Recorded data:
________________________________________

PR #312, opened 2021-04-12
Loop invariant checker

fortunac:
- Adds a flag for checking a loop invariant
  - A user can input an s-expression which represents a list of loop invariants: `(((address 0x12:64u) (invariant <smtlib for invariant>)) (...))`
  - Assumes that a loop only has one entrance and one exit
  - Currently only supported for a single binary
  - If no invariant is specified for a loop, we default to unrolling

- Some changes to existing code:
  - You have to pass in a function for which nodes to skip for `visit_graph`. This was needed to pass in the option to skip nodes in the a loop. `unreachable_from_start` was refactored out, so it is possible to just pass in that.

________________________________________

Pull every line containing "that" out of the records.

**RESULT OF THE TASK**
  - Assumes that a loop only has one entrance and one exit
  - You have to pass in a function for which nodes to skip for `visit_graph`. This was needed to pass in the option to skip nodes in the a loop. `unreachable_from_start` was refactored out, so it is possible to just pass in that.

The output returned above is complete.